Text classification: Feature selection statistics

Source: Internet
Author: User

In text categorization, the statistics used for feature selection mainly include these:

    1. Characteristic frequency (term FREQUENCY,TF)

The principle is: low frequency often has little effect on the classification, which can be eliminated. At the same time, not so high-frequency is the impact of large, such as the text in the distribution of uniform high-frequency contribution is not small.

Application: Mainly used in text indexing to directly delete some low-frequency features

2. Text frequency (document FREQUENCY,DF)

The principle is that a rare entry may be noise, but it may also have a distinct effect on a category of other

Application: More than TF used together

3. Information entropy (characteristic entropy)

Equation Understanding: The value of a random variable x can provide the amount of information is log (1/p (x)), then information entropy is the value of these values can provide an average of the amount of data, pi is the probability that the characteristic w belongs to Ci, P (ci|w)

If PI represents the probability of Xi occurring, if the pi is approximately 1, then this XI can be understood to be about the fact that it is close to the general knowledge, so the less value to the prediction, that is, the less information entropy, so information entropy should be the single decrement function of pi. So the formula for Time XI, the information entropy is k, for each possible random event, the average information entropy is the information entropy of the source

If tossing a coin as a source, then the probability of a positive and negative is 0.5, indicating that the source of the more random, that is, the greater the entropy of information.

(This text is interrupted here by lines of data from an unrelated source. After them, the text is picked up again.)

PR #973, opened 2020-02-04
server: reformat/refactor around redirects

jorgeorpinel:
> Extracted from https://github.com/iterative/dvc.org/pull/970#pullrequestreview-353200254

For demo of suggested changes. (Not sure whether we'll move to merge these changes here.)


server.js
```diff
@@ -23,23 +24,21 @@ const port = process.env.PORT || 3000
...
-      // should be getting the query as a string
-      const { query } = parse(req.url)
-      if (query) {
-        redirectLocation += '?' + query
+      /*
+       * HTTP redirects
+       */
+
+      if (queryStr) {
+        redirectLocation += '?' + queryStr
```
jorgeorpinel: No need to call `url.parse` twice because we can `querystring.parse` the query string instead.
Same result

server.js
```diff
@@ -57,9 +56,12 @@ app.prepare().then(() => {
       }
 
       // Custom route for all docs
-      app.render(req, res, '/doc', query)
+      app.render(req, res, '/doc', parseQuery(queryStr))
```
shcheklein: was there a bug before? not sure I get this change

server.js
```diff
@@ -57,9 +56,12 @@ app.prepare().then(() => {
...
     } else {
-      // Regular Next.js handler
+      /*
+       * Regular Next.js handler
```
shcheklein: I would actually use single line comments everywhere when it is a single line

src/utils/redirects.test.js
```diff
@@ -57,18 +57,17 @@ describe('getRedirect', () => {
...
+      // Detect redirect loops.
       const secondUrl = url.parse(addHost(rLocation))
       const secondRedirect = getRedirect(secondUrl.hostname, secondUrl.pathname)
       expect(secondRedirect).toEqual([])
     })
   }
 
-  describe('host redirects', () => {
-    // remove the www (when already HTTPS)
+  describe('Subdomain-based redirects', () => {
```
shcheklein: minor: I think it's a convention to keep it one phrase long and start with lower case

src/utils/redirects.test.js
```diff
@@ -126,22 +125,23 @@ describe('getRedirect', () => {
...
 
-  describe('discord', () => {
+  describe('Discord', () => {
     itRedirects('/help', 'https://discordapp.com/invite/dvwXA2N', 303)
 
     itRedirects('/chat', 'https://discordapp.com/invite/dvwXA2N', 303)
   })
 
-  describe('in-site moves', () => {
+  describe('Path redirects', () => {
```
shcheklein: same here

shcheklein:
minor questions, otherwise looks good

server.js
jorgeorpinel: minor refactor: it was calling `url.parse` twice because the first one sent `true` as the 2nd param to make the `query` part of the returned value into an object, but we could simply reuse that one call and parse just the query from string to query using `querystring.parse` (used internally in `url.parse` anyway). Same result mentioned in https://github.com/iterative/dvc.org/pull/973#pullrequestreview-353231202 above

shcheklein: don't get it, sorry :(

so, `queryStr` has the same value as `query`? not sure still why do we call `parseQuery` on top of it?

shcheklein:

server.js
jorgeorpinel: > queryStr has the same value as query

No, `queryStr` is a string, `query` is an object. `query`  = `parseQuery(queryStr)`

> See also my previous https://github.com/iterative/dvc.org/pull/973#pullrequestreview-353231202 above.

server.js
jorgeorpinel: OK, updated.

src/utils/redirects.test.js
jorgeorpinel: Not sure but OK, using cammelCase convention now for `describe()` calls. Please check.

src/utils/redirects.test.js
jorgeorpinel: Same.

jorgeorpinel:
Sorry for the delay. Addressed your feedback now, @shcheklein.

server.js
shcheklein: k, I see, thanks @jorgeorpinel !

jorgeorpinel:
This was reverted in 822adad because dvc.org was crashing after merge/deploy.

Trying again in #1009...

In the above example, the first case information entropy is 0.056k, and the second 0.693k (based on the natural base)

Application: the characteristic T as an event, and Class C is a system (source), each class is a random variable, then when t occurs, the conditional entropy of system C is when T appears in the text, the uncertainty of the system, that is, to determine the type of the text of uncertainty, so the characteristic entropy is less, The effect of this feature on classification is greater.

Formula:

4. Information gain (information gain)

Principle: Information gain measures the degree of uncertainty in the classification system before and after the occurrence of a feature. Then, for the appearance of the above formula is obviously, before the emergence of this can be understood, for a word, it is fixed, that is, we know that the word must appear in all text, or do not appear. But in the end, what kind of situation is fixed? The probability of each case needs to be averaged.

Formula:

The classification system contains the characteristic T (T is a feature, that is, T appears): H (C)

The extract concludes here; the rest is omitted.